Monday, February 12, 2007

I was looking at the Fort Devens stone wall map (described here), and spotted a place Boxborough with irregular stone walls in a place I had missed examining previously. So I figured out how to get there and it was my first destination Saturday. I parked and walked into the woods. For a while it was all torn up with bulldozed areas, sandpits, and trash. But I walked further in and eventually got to an area with a few rock piles. Here is a small wetland - source of a brook - enclosed by stone walls:
To the left is a knoll facing west. There are a few rock piles on it. Here is one.
Note the quartz, in this detail shot:
Here are two views of another.
This is the first substantial pile I have found in several weeks. You can see these are both supported piles, at the top of the knoll and facing west over the brook as it curves around the base of the knoll.

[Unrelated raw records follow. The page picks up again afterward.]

PR #428, opened 2022-11-29
Add necessary support for Adaptive Lightning

### LINKED ISSUE #284: Adaptive lighting support
(For those out of the loop: adaptive lighting is a new HomeKit feature pretty much similar to what Circadian Lighting offers, or so it sounds)
As far as I understood, the new Adaptive Lighting feature in HomeKit on iOS 14 is something that needs to be supported in the bridge.
Hue has announced support for it later this year, IKEA hasn’t officially pronounced themselves about it. Doing it from HAP-python would bring support for all the supported lights at the moment.

If I understand the stack correctly this should be possible. Also, for anyone who can offer me some pointers, I’d like to look into the pieces of code that would enable something like this.

Btw, I haven’t found any documentation about Adaptive Lighting so I’m only working from assumptions on how it all works.

vitkabele:
Add necessary characteristics to enable implementation of Adaptive Lightning. Also provide a demo light bulb implementation to demonstrate the basic usage of the newly added characteristics.

This PR closes #284

### DIFF
--- a/.gitignore
+++ b/.gitignore
@@ -33,4 +33,4 @@ pip-selfcheck.json
 
 # HAP-python-generated files
 accessory.pickle
-accessory.state
+/*.state
--- a/adaptive_lightbulb.py
+++ b/adaptive_lightbulb.py
@@ -1,0 +1,93 @@
+"""This virtual lightbulb implements the bare minimum needed for HomeKit
+    controller to recognize it as having AdaptiveLightning
+"""
+import logging
+import signal
+import random
+import tlv8
+import base64
+
+from pyhap.accessory import Accessory
+from pyhap.accessory_driver import AccessoryDriver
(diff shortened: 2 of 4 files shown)


niorko:
When it will be integrated into HA? :) I am looking forward to it. Thanks for the work.

vitkabele:
> When it will be integrated into HA? :) I am looking forward to it. Thanks for the work.

Not sure about that. I'm currently trying to figure out how exactly the integration should look. Please see related discussion at [HA forum](https://community.home-assistant.io/t/adaptive-lighting-support-for-homekit-ios-14/227225/9?u=vitkabele). I'll be happy for any suggestion.

Harshdeep2611:
So I have tried to add this characteristics in the custome component and then expose to apple home but adaptive light feature is not there in my light controller in apple home

PR #441, opened 2023-06-03
Retain the original format of the UUID

bdraco:
apple seems to keep changing the case on these so we will now keep the binary blob and send back the exact bytes that was used in pairing when the client list pairings.

This should fix the users having trouble after migrating to the new home arch

### DIFF
--- a/pyhap/accessory_driver.py
+++ b/pyhap/accessory_driver.py
@@ -25,8 +25,8 @@ import re
 import socket
 import sys
 import tempfile
-import time
 import threading
+import time
 
 from zeroconf import ServiceInfo
 from zeroconf.asyncio import AsyncZeroconf
@@ -41,9 +41,9 @@ from pyhap.const import (
     HAP_REPR_AID,
     HAP_REPR_CHARS,
     HAP_REPR_IID,
-    HAP_REPR_TTL,
     HAP_REPR_PID,
     HAP_REPR_STATUS,
+    HAP_REPR_TTL,
     HAP_REPR_VALUE,
     STANDALONE_AID,
 )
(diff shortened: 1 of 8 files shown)


Ghawken:
Hi 
Thanks for you continued support of these libraries.

With this change here - don't we need hap_handler pair_five also updated?  
Geting an exception as pair_five is sending uuid rather than bytes to accessory_handler.pair?

bdraco:
There is still more. Ran out of time before takeoff.  Will be infrared when finished and tested

bdraco:
I think I got everything. At least mypy checks out.  Traveling though so can't test locally until I get back home

Ghawken:
Thanks.  Happy travels.  Testing here no issues thus far…

bdraco:
all seems ok, but more testing needed and I made some zeroconf changes today so I need to wait to finish testing that for 48 hours before I can validate this to make sure I know which change has which side effects.

speaking of that, this lib needs to accept multiple addresses to publish via mdns since ipv6/ipv4 dual stacks won't work otherwise which would probably make homekit work for a lot more people

Ghawken:
Good luck.
One thing I have recently noticed is pyHAP uses 8.8.8.8 gmail/DNS to decide local ivp4 interface.   If 8.8.8.8 blocked (which many might do to prevent other DNS servers) probably would also lead to issues?

https://github.com/ikalchev/HAP-python/blob/8b62c1965b8d88d79b26d1d857408659ab9b84ba/pyhap/util.py#L48

Interesting still seems to be preferred option - although can use:
`
    s = socket.socket(socket.AF_INET, socket.SOCK_DGRAM)
    try:
        s.setsockopt(socket.SOL_SOCKET, socket.SO_BROADCAST, 1)
        s.connect(('10.255.255.255', 80))
        addr = s.getsockname()[0]
`

Which I am testing currently….

ikalchev:
Hey - I will go through the PRs and merge on Sunday probably (not around a computer till then)

bdraco:
Great.  I will try to get the mdns / IPv6 stuff done before than. 

I’m still testing this one

bdraco:
testing looks good

bdraco:
I've been running all 4 of the open PRs on production for a few days.   Everything seems nice and snappy

ikalchev:
@bdraco there seem to be some merge conflicts. Do you mind having a look.

Will merge and release tomorrow if you can address these - that's a promise

bdraco:
I'll fix them in a moment

bdraco:
@ikalchev retested on production after conflicts fixed. all good 👍 

thanks

jimmy927:
Has this made it into main yet ?
Has anyone tested if this fixes https://github.com/home-assistant/core/issues/110540 ?

PR #448, opened 2023-07-23
Improve encryption performance

bdraco:
Every loop would generate a multiple new bytes strings which was quite expensive (more than the encryption itself)

By joining them all together at the end we only have to do it once


bdraco:
@ikalchev Would you be able to get this and https://github.com/ikalchev/HAP-python/pull/447 in a release before Home Assistant beta on Wednesday?

Thank you!

PR #458, opened 2023-10-05
Save raw client username bytes if they are missing on successful pair verify

### LINKED ISSUE #455: Stopped working after upgrading to iOS 17
I have configured a bridge and a single door accessory in home assistant.
They stopped working after updating to iOS 17 my AppleTV & iPhone.

I removed them both from iOS home app and from Home Assistant and tried to reconfigure them as before, but pairing never succeeds. After some minutes, the iPhone shows a message saying that accessory is not reachable and fails.

I am trying to gather the messages from the logs but I recommend avoid upgrading to latest iOS version!

bdraco:
We didn't used to save the raw bytes, but on the success case, iOS is going to send them to us again so we can save them if they are missing

Fixes #455

### DIFF
--- a/pyhap/hap_handler.py
+++ b/pyhap/hap_handler.py
@@ -606,6 +606,13 @@ class HAPServerHandler:
 
         data = tlv.encode(HAP_TLV_TAGS.SEQUENCE_NUM, HAP_TLV_STATES.M4)
         self._send_tlv_pairing_response(data)
+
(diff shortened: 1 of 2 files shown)


bdraco:
@ikalchev Since I was in the area, I fixed I would solve this problem as well as it should allow people who are missing the bytes and have the username saved in the wrong case to avoid re-pairing and it should just start working

PR #454, opened 2023-09-03
Add services and characteristics used by Home Keys

kormax:
This pull request adds following services and characteristics into the `characteristics.json` and `services.json` files:

- AccessoryInformation (Existing):
   * HardwareFinish:   used to retrieve hardware finish (color, material) in order to draw home key pass in a matching color.

- NFCAccess:
   * ConfigurationState
   * NFCAccessSupportedConfiguration: used to retrieve amount of keys that a lock can store.
   * NFCAccessControlPoint: used to configure keys: write/read/delete device/reader keys, etc.

Information about those services had been taken from:
- [@KhaosT - HAP-NodeJS](https://github.com/KhaosT/HAP-NodeJS/commit/80cdb1535f5bee874cc06657ef283ee91f258815);
- [@kupa22 - Apple Home Key](https://github.com/kupa22/apple-homekey)

PR #459, opened 2023-10-05
Add support for Write Responses

kormax:
This PR adds preliminary support for "wr" (Write Response) functionality, where a 'r': True In characteristic update payload indicates a request for 'value' field in response data. You can observe such requests if you run demo code provided by me [in previous PR](https://github.com/ikalchev/HAP-python/pull/454) with DEBUG logging level ON.

This feature is heavily used for Home Key lock configuration, with most commands sent to "[NFCAccessControlPoint (Link to examples)](https://github.com/kupa22/apple-homekey?tab=readme-ov-file#characteristic-nfc-access-control-point)"  expecting to get a special response this way. Without it, the user device will re-try same commands a couple of times, indicating a lack of expected response. (With this commit, behaviour is as expected in a WIP demo app).

Considering my lack of experience with HAP and this library's codebase in particular, I am unable to verify that proposed changes don't break compatibility with existing code (apart from some testing done locally), with an expert's look needed for that. IMO.
My intention was to make as little changes as possible, but IMO `set_characteristics` method could also be refactored to better support this feature in the future. Didn't want to do that due to beforementioned reasons.


ikalchev:
Thanks for the change!

@bdraco can you have a look as well? Looks good to me apart from some needed refactoring at a later stage (not this PR)

bdraco:
Looks ok to me besides this function is too complex and needs to be refactored.  It was already too complex before and this is making it a bit worse.  That can be done in a future PR.

I will test this one production now

bdraco:
Looks ok to me besides this function is too complex and needs to be refactored.  It was already too complex before and this is making it a bit worse.  That can be done in a future PR.

I will test this one production now

bdraco:
Tested on production. No breakage observed (sorry for the multi-posts, I'm on a plane and the wifi is bad)

bdraco:
Tested on production. No breakage observed (sorry for the multi-posts, I'm on a plane and the wifi is bad)

bdraco:
Tested on production. No breakage observed (sorry for the multi-posts, I'm on a plane and the wifi is bad)

kormax:
I think that the only behavior change that could affect legacy code is  that if someone returned a non-None value from setter callback, it would start sending that data as a "value" field in write response. But from what I understand, device should just ignore unknown fields, so that shouldn't be a problem.

PR #462, opened 2023-10-08
Refactor set_characteristics

kormax:
This commit aims at refactoring set_characteristics method, particularly by doing the following
1. Unwrapping multi-layer nested loops into comprehensions and/or single layer loops where possible.
2. Removing as much (if/else) branching as possible
3. Removing (dict) mutations and redundant variables where possible
4. Trying to separate discrete operations into separate loops (for notifications, query setters, accessory + service callbacks)

Some of the changes to the code required modifying 2 tests created by me for write responses, as new behaviour makes it so that no write response value is returned if it wasn't requested, even if callback returned one. This is actually better than before, because this way if someone's legacy code returns a value from a setter by accident, it won't be sent in a response if there was no request for it.

New code seems to pass all other existing unit tests, but lack of regressions definitely has to be verified separately.
If any other changes to the code need to be made (perhaps code style or something else), I am ready to cooperate.

### DIFF
--- a/pyhap/accessory_driver.py
+++ b/pyhap/accessory_driver.py
@@ -888,7 +888,8 @@ class AccessoryDriver:
             if HAP_REPR_VALUE not in query and not expired:
                 continue
 
-            aid, iid = query[HAP_REPR_AID], query[HAP_REPR_IID]
+            aid = query[HAP_REPR_AID]
+            iid = query[HAP_REPR_IID]
             value = query.get(HAP_REPR_VALUE)
             write_response_requested = query.get(HAP_REPR_WRITE_RESPONSE, False)
 
--- a/pyhap/accessory_driver.py
+++ b/pyhap/accessory_driver.py
@@ -27,7 +27,7 @@ import sys
 import tempfile
 import threading
 import time
-from typing import Optional, List, Dict, Any, Tuple
+from typing import Any, Dict, List, Optional, Tuple
 
 from zeroconf import ServiceInfo
 from zeroconf.asyncio import AsyncZeroconf
--- a/pyhap/accessory_driver.py
+++ b/pyhap/accessory_driver.py
@@ -879,9 +879,11 @@ class AccessoryDriver:
         updates_by_accessories_services = {}
         char_to_iid = {}
 
+        expired = False
         pid = chars_query.get(HAP_REPR_PID, None)
-        expire_time = self.prepared_writes.get(client_addr, {}).pop(pid, None)
-        expired = False if pid is None else expire_time is None or time.time() > expire_time
+        if pid is not None:
+            expire_time = self.prepared_writes.get(client_addr, {}).pop(pid, None)
+            expired = expire_time is None or time.time() > expire_time
 
         to_update = (query for query in queries if HAP_REPR_VALUE in query or expired)
         for query in to_update:
--- a/pyhap/accessory_driver.py
+++ b/pyhap/accessory_driver.py
@@ -17,6 +17,7 @@ the Characteristic does not block waiting for the actual send to happen.
 """
 import asyncio
 import base64
+from collections import defaultdict
 from concurrent.futures import ThreadPoolExecutor
 import hashlib
 import logging
@@ -865,8 +866,8 @@ class AccessoryDriver:
 
         self._notify(queries, client_addr)
 
-        updates_by_accessories_services = {}
-        results = {}
+        updates_by_accessories_services = defaultdict(lambda: defaultdict(lambda: {}))
+        results = defaultdict(lambda: defaultdict(lambda: {}))
         char_to_iid = {}
 
         expired = False
@@ -905,28 +906,21 @@ class AccessoryDriver:
                 set_result_value is not None and write_response_requested
             )
 
-            if aid not in results:
-                results[aid] = {}
-            if iid not in results[aid]:
-                results[aid][iid] = {}
+            aid_results = results[aid]
 
-            results[aid][iid] = {HAP_REPR_STATUS: set_result}
-
+            aid_results[iid] = {HAP_REPR_STATUS: set_result}
             if return_value_in_response:
-                results[aid][iid][HAP_REPR_VALUE] = set_result_value
+                aid_results[iid][HAP_REPR_VALUE] = set_result_value
 
             char_to_iid[char] = iid
             service = char.service
 
-            if acc not in updates_by_accessories_services:
-                updates_by_accessories_services[acc] = {}
-            if service not in updates_by_accessories_services[acc]:
-                updates_by_accessories_services[acc][service] = {}
             updates_by_accessories_services[acc][service][char] = value
 
         # Proccess accessory and service level setter callbacks
         for acc, updates_by_service in updates_by_accessories_services.items():
             aid = acc.aid
+            aid_results = results[aid]
 
             # Accessory level setter callbacks
             acc_set_result = None
@@ -940,11 +934,11 @@ class AccessoryDriver:
                     char_set_result = _wrap_service_setter(service, chars, client_addr)
                 set_result = char_set_result or acc_set_result
 
-                if set_result:
-                    for char in chars:
-                        results[aid][char_to_iid[char]].update(
-                            {HAP_REPR_STATUS: set_result}
-                        )
+                if not set_result:
+                    continue
+
+                for char in chars:
+                    aid_results[char_to_iid[char]][HAP_REPR_STATUS] = set_result
 
         characteristics = []
         nonempty_results_exist = False
--- a/pyhap/accessory_driver.py
+++ b/pyhap/accessory_driver.py
@@ -27,14 +27,15 @@ import sys
 import tempfile
 import threading
 import time
-from typing import Optional
+from typing import Optional, List, Dict, Any
 
 from zeroconf import ServiceInfo
 from zeroconf.asyncio import AsyncZeroconf
 
 from pyhap import util
 from pyhap.accessory import Accessory, get_topic
-from pyhap.characteristic import CharacteristicError
+from pyhap.characteristic import CharacteristicError, Characteristic
+from pyhap.service import Service
 from pyhap.const import (
     HAP_PERMISSION_NOTIFY,
     HAP_PROTOCOL_SHORT_VERSION,
@@ -862,13 +863,17 @@ class AccessoryDriver:
         """
         # TODO: Add support for chars that do no support notifications.
 
-        queries = chars_query[HAP_REPR_CHARS]
+        queries: List[Dict[str, Any]] = chars_query[HAP_REPR_CHARS]
 
         self._notify(queries, client_addr)
 
-        updates_by_accessories_services = defaultdict(lambda: defaultdict(dict))
-        results = defaultdict(lambda: defaultdict(dict))
-        char_to_iid = {}
+        updates_by_accessories_services: defaultdict[
+            Accessory, defaultdict[Service, dict[Characteristic, Any]]
+        ] = defaultdict(lambda: defaultdict(dict))
+        results: defaultdict[int, defaultdict[int, dict[str, Any]]] = defaultdict(
+            lambda: defaultdict(dict)
+        )
+        char_to_iid: Dict[Characteristic, int] = {}
 
         expired = False
         if HAP_REPR_PID in chars_query:
@@ -884,7 +889,7 @@ class AccessoryDriver:
                 continue
 
             aid, iid = query[HAP_REPR_AID], query[HAP_REPR_IID]
-            value = query.get(HAP_REPR_VALUE, None)
+            value = query.get(HAP_REPR_VALUE)
             write_response_requested = query.get(HAP_REPR_WRITE_RESPONSE, False)
 
             if aid == primary_aid:
@@ -893,28 +898,22 @@ class AccessoryDriver:
                 acc = self.accessory.accessories.get(aid)
             char = acc.get_characteristic(aid, iid)
 
-            set_result, set_result_value = (
-                HAP_SERVER_STATUS.INVALID_VALUE_IN_REQUEST,
-                None,
-            )
+            set_result = HAP_SERVER_STATUS.INVALID_VALUE_IN_REQUEST
+            set_result_value = None
+
             if value is not None:
                 set_result, set_result_value = _wrap_char_setter(
                     char, value, client_addr
                 )
 
-            return_value_in_response = (
-                set_result_value is not None and write_response_requested
-            )
+            if set_result_value is not None and write_response_requested:
+                result = {HAP_REPR_STATUS: set_result, HAP_REPR_VALUE: set_result_value}
+            else:
+                result = {HAP_REPR_STATUS: set_result}
 
-            aid_results = results[aid]
-
-            aid_results[iid] = {HAP_REPR_STATUS: set_result}
-            if return_value_in_response:
-                aid_results[iid][HAP_REPR_VALUE] = set_result_value
-
+            results[aid][iid] = result
             char_to_iid[char] = iid
             service = char.service
-
             updates_by_accessories_services[acc][service][char] = value
 
         # Proccess accessory and service level setter callbacks
@@ -1001,11 +1000,10 @@ class AccessoryDriver:
         for query in queries:
             if HAP_PERMISSION_NOTIFY not in query:
                 continue
-            aid, iid, ev = (
-                query[HAP_REPR_AID],
-                query[HAP_REPR_IID],
-                query[HAP_PERMISSION_NOTIFY],
-            )
+            aid = query[HAP_REPR_AID]
+            iid = query[HAP_REPR_IID]
+            ev = query[HAP_PERMISSION_NOTIFY]
+
             char_topic = get_topic(aid, iid)
             action = "Subscribed" if ev else "Unsubscribed"
             logger.debug("%s client %s to topic %s", action, client_addr, char_topic)
--- a/pyhap/accessory_driver.py
+++ b/pyhap/accessory_driver.py
@@ -35,7 +35,6 @@ from zeroconf.asyncio import AsyncZeroconf
 from pyhap import util
 from pyhap.accessory import Accessory, get_topic
 from pyhap.characteristic import Characteristic, CharacteristicError
-from pyhap.service import Service
 from pyhap.const import (
     HAP_PERMISSION_NOTIFY,
     HAP_PROTOCOL_SHORT_VERSION,
@@ -55,6 +54,7 @@ from pyhap.hap_server import HAPServer
 from pyhap.hsrp import Server as SrpServer
 from pyhap.loader import Loader
 from pyhap.params import get_srp_context
+from pyhap.service import Service
 from pyhap.state import State
 
 from .const import HAP_SERVER_STATUS
@@ -997,8 +997,10 @@ class AccessoryDriver:
             logger.error("Could not stop AccessoryDriver because of error: %s", e)
             raise
 
-    def _notify(self, queries: List[Dict[str, Any]], client_addr: Tuple[str, int]) -> None:
-        """Notify the driver that the client has subscribed or unsubscribed."""    
+    def _notify(
+        self, queries: List[Dict[str, Any]], client_addr: Tuple[str, int]
+    ) -> None:
+        """Notify the driver that the client has subscribed or unsubscribed."""
         for query in queries:
             if HAP_PERMISSION_NOTIFY not in query:
                 continue
--- a/pyhap/accessory_driver.py
+++ b/pyhap/accessory_driver.py
@@ -922,7 +922,7 @@ class AccessoryDriver:
                 updates_by_accessories_services[acc] = {}
             if service not in updates_by_accessories_services[acc]:
                 updates_by_accessories_services[acc][service] = {}
-            updates_by_accessories_services[acc][service].update({char: value})
+            updates_by_accessories_services[acc][service][char] = value
 
         # Proccess accessory and service level setter callbacks
         for acc, updates_by_service in updates_by_accessories_services.items():
--- a/pyhap/accessory_driver.py
+++ b/pyhap/accessory_driver.py
@@ -27,7 +27,7 @@ import sys
 import tempfile
 import threading
 import time
-from typing import Optional, List, Dict, Any
+from typing import Optional, List, Dict, Any, Tuple
 
 from zeroconf import ServiceInfo
 from zeroconf.asyncio import AsyncZeroconf
--- a/pyhap/accessory_driver.py
+++ b/pyhap/accessory_driver.py
@@ -997,7 +997,7 @@ class AccessoryDriver:
             logger.error("Could not stop AccessoryDriver because of error: %s", e)
             raise
 
-    def _notify(self, queries, client_addr):
+    def _notify(self, queries: List[Dict[str, Any]], client_addr: Tuple[str, int]) -> None:
         for query in queries:
             if HAP_PERMISSION_NOTIFY not in query:
                 continue
--- a/pyhap/accessory_driver.py
+++ b/pyhap/accessory_driver.py
@@ -998,6 +998,7 @@ class AccessoryDriver:
             raise
 
     def _notify(self, queries: List[Dict[str, Any]], client_addr: Tuple[str, int]) -> None:
+        """Notify the driver that the client has subscribed or unsubscribed."""    
         for query in queries:
             if HAP_PERMISSION_NOTIFY not in query:
                 continue
--- a/pyhap/accessory_driver.py
+++ b/pyhap/accessory_driver.py
@@ -920,7 +920,7 @@ class AccessoryDriver:
                 set_result = _wrap_acc_setter(acc, updates_by_service, client_addr)
 
                 characteristics = (
-                    char for chars in updates_by_accessories_services[acc].values()
+                    char for chars in updates_by_service.values()
                     for char in chars.keys()
                 )
                 for char in characteristics:
--- a/pyhap/accessory_driver.py
+++ b/pyhap/accessory_driver.py
@@ -866,13 +866,13 @@ class AccessoryDriver:
 
         self._notify(queries, client_addr)
 
-        updates_by_accessories_services = defaultdict(lambda: defaultdict(lambda: {}))
-        results = defaultdict(lambda: defaultdict(lambda: {}))
+        updates_by_accessories_services = defaultdict(lambda: defaultdict(dict))
+        results = defaultdict(lambda: defaultdict(dict))
         char_to_iid = {}
 
         expired = False
-        pid = chars_query.get(HAP_REPR_PID, None)
-        if pid is not None:
+        if HAP_REPR_PID in chars_query:
+            pid = chars_query[HAP_REPR_PID]
             expire_time = self.prepared_writes.get(client_addr, {}).pop(pid, None)
             expired = expire_time is None or time.time() > expire_time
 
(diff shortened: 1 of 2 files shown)


kormax:
Reported coverage decreased because method size decreased in comparison to the whole file.
`set_characteristics` as indicated by report is fully covered

bdraco:
Looks like there is an extra dict lookup
pyhap/accessory_driver.py:923:38: R1733: Unnecessary dictionary index lookup, use 'updates_by_service' instead (unnecessary-dict-index-lookup)

kormax:
Thanks for finding that out, a peculiar mistake. 
Strangely, my local pylint didn't report that. Perhaps I called it with wrong parameters?

kormax:
Having taken a look at code once again, I think there's also a possibility of doing accessory and service level callbacks in one loop (remove multiple loops over chars), but i'll only be able to make those changes in a couple of hours.

bdraco:
Take your time. Its super later here for me (GMT-10) so I won't have a chance to look at it again until tomorrow anyways

pyhap/accessory_driver.py
```diff
@@ -859,118 +860,99 @@ def set_characteristics(self, chars_query, client_addr):
...
 
-            updates_by_service = {}
-            char_to_iid = {}
-            for iid, value in new_iid_values.items():
-                # Characteristic level setter callbacks
-                char = acc.get_characteristic(aid, iid)
+            updates_by_accessories_services \
+                .setdefault(acc, {}) \
+                .setdefault(char.service, {}) \
+                .update({char: value})
```
bdraco, line 915: Please format with `black`

Also `setdefault` still creates an empty dict and throws it away.  We should avoid doing that in a loop

pyhap/accessory_driver.py
```diff
@@ -859,118 +860,99 @@ def set_characteristics(self, chars_query, client_addr):
...
+        to_update = (query for query in queries if HAP_REPR_VALUE in query or expired)
+        for query in to_update:
+            aid, iid = query[HAP_REPR_AID], query[HAP_REPR_IID]
+            value = query.get(HAP_REPR_VALUE, None)
+            write_response_requested = query.get(HAP_REPR_WRITE_RESPONSE, False)
 
-            if HAP_REPR_WRITE_RESPONSE in cq:
-                setter_responses.setdefault(aid, {})
-                had_write_response = True
+            acc = self.accessory if self.accessory.aid == aid else None
```
bdraco, line 894: This code is performance sensitive. Please unpack the accessory aid into a local var outside the loop so we don't have to look it up each loop

pyhap/accessory_driver.py
```diff
@@ -859,118 +860,99 @@ def set_characteristics(self, chars_query, client_addr):
...
+                **callback_results.get(aid, {}).get(iid, {})
+            }
+            for aid, query_iid_results in query_results.items()
+            for iid, query_results in query_iid_results.items()
+        ]
+        nonempty_results_exist = any(
+            result[HAP_REPR_STATUS] != HAP_SERVER_STATUS.SUCCESS
+            or HAP_REPR_VALUE in result
+            for result in results
+        )
```
bdraco, line 954: Its probably a bit more readable (and faster) to unpack this into a single loop since the generator expression is having to iterate everything again

pyhap/accessory_driver.py
```diff
@@ -859,118 +860,99 @@ def set_characteristics(self, chars_query, client_addr):
...
+        for query in to_notify:
+            aid, iid, ev = query[HAP_REPR_AID], query[HAP_REPR_IID], query[HAP_PERMISSION_NOTIFY]
+            char_topic = get_topic(aid, iid)
+            action = "Subscribed" if ev else "Unsubscribed"
+            logger.debug(
+                "%s client %s to topic %s", action, client_addr, char_topic
+            )
+            self.async_subscribe_client_topic(
+                client_addr, char_topic, ev
+            )
```
bdraco, line 876: This looks fully self contained. I think it could be broken out into another function to make this function smaller and easier to read

pyhap/accessory_driver.py
```diff
@@ -67,12 +67,13 @@
 VALID_MDNS_REGEX = re.compile(r"[^A-Za-z0-9\-]+")
 LEADING_TRAILING_SPACE_DASH = re.compile(r"^[ -]+|[ -]+$")
 DASH_REGEX = re.compile(r"[-]+")
+KEYS_TO_EXCLUDE = set((HAP_REPR_IID, HAP_REPR_AID))
```
bdraco, line 70:
```suggestion
KEYS_TO_EXCLUDE = {HAP_REPR_IID, HAP_REPR_AID}
```

bdraco: Probably would have been caught by `pyupgrade` anyways

bdraco:
Thanks @kormax 

Some small feedback above.

Cheers

pyhap/accessory_driver.py
kormax: Cannot be done here, as we process queries in a flat loop, so there's no guarantee that next iteration has the same accessory. (As far as I understand).

pyhap/accessory_driver.py
kormax: Makes sense. Protected class method would be fine for that?

pyhap/accessory_driver.py
kormax: BTW. If you're looking at changes at GitHub, it has massacred the code view. I'd advice looking at the differences side by side.

bdraco: untested, but I was thinking something like this

```diff
diff --git a/pyhap/accessory_driver.py b/pyhap/accessory_driver.py
index e6fa39c..6265ec6 100644
--- a/pyhap/accessory_driver.py
+++ b/pyhap/accessory_driver.py
@@ -885,14 +885,18 @@ class AccessoryDriver:
             expire_time = self.prepared_writes.get(client_addr, {}).pop(pid, None)
             expired = expire_time is None or time.time() > expire_time
 
-        to_update = (query for query in queries if HAP_REPR_VALUE in query or expired)
-        for query in to_update:
+        primary_accessory = self.accessory
+        primary_aid = primary_accessory.aid
+
+        for query in queries:
+            if expired or HAP_REPR_VALUE not in query:
+                continue
             aid, iid = query[HAP_REPR_AID], query[HAP_REPR_IID]
             value = query.get(HAP_REPR_VALUE, None)
             write_response_requested = query.get(HAP_REPR_WRITE_RESPONSE, False)
 
-            acc = self.accessory if self.accessory.aid == aid else None
-            acc = acc or self.accessory.accessories.get(aid)
+            acc = primary_accessory if primary_aid == aid else None
+            acc = acc or primary_accessory.accessories.get(aid)
 
             char = acc.get_characteristic(aid, iid)
 
```

bdraco: need to double check the `expire` handling here

kormax: Oh, I didn't understand you initially then. This makes sense, I need to test.

pyhap/accessory_driver.py
kormax: Gonna look into that.

pyhap/accessory_driver.py
kormax: I have a question regarding the `continue` vs `generator`. Is this more of stylistic choice of this project, or are there any performance considerations?

bdraco: It's a performance concern.  This particular function is very hot when users are using it with lighting in Home Assistant

pyhap/accessory_driver.py
kormax: Ran a benchmark via pytest-benchmark. On low input sizes (<10) list-append-based solution indeed has a ~1us mean gain (M1 Pro) over this one. 

Didn't consider that queries are not that big usually, so append solution does not cause a resize. Gonna change.

pyhap/accessory_driver.py
kormax: Sorry for that. If I knew, I would've approached this in other way initially (apart from genexps, which I assumed ran faster that continue). 

I'm unsure if this PR as a whole does not form a regression. I think it would be wise to test it against original method.

pyhap/accessory_driver.py
```diff
@@ -859,118 +860,106 @@ def set_characteristics(self, chars_query, client_addr):
...
+                results[aid][iid][HAP_REPR_VALUE] = set_result_value
+
+            char_to_iid[char] = iid
+            service = char.service
+
+            if acc not in updates_by_accessories_services:
+                updates_by_accessories_services[acc] = {}
+            if service not in updates_by_accessories_services[acc]:
+                updates_by_accessories_services[acc][service] = {}
+            updates_by_accessories_services[acc][service].update({char: value})
```
bdraco, line 925: You can set item aka [] here instead of update

kormax:
Hello.

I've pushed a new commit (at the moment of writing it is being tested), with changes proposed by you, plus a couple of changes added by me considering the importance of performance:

A few yards further along were a few piles on a slope, like the remnants of a marker pile site.
This last one looks like it was vandalized very recently. There were a couple of others like it and I thought there were traces of someone having driven over them deliberately with some kind of ATV.

So this is hardly a huge site. Just a bit of relatively undisturbed woods. In Boxborough you can almost always find things in relatively undisturbed woods. As I wandered around, here was a substantial pile right behind a house:
I noticed a few other odds and ends: what looked like a "gateway" pile, a ground pile here, a false outcrop there.

Returning to the spot were I photo'd the panorama above, there was a rock pile at my feet:
And also this old friend, a nice example of a split-wedged rock:
No doubt this whole area was once filled with ceremonial structures. A few are still left in there.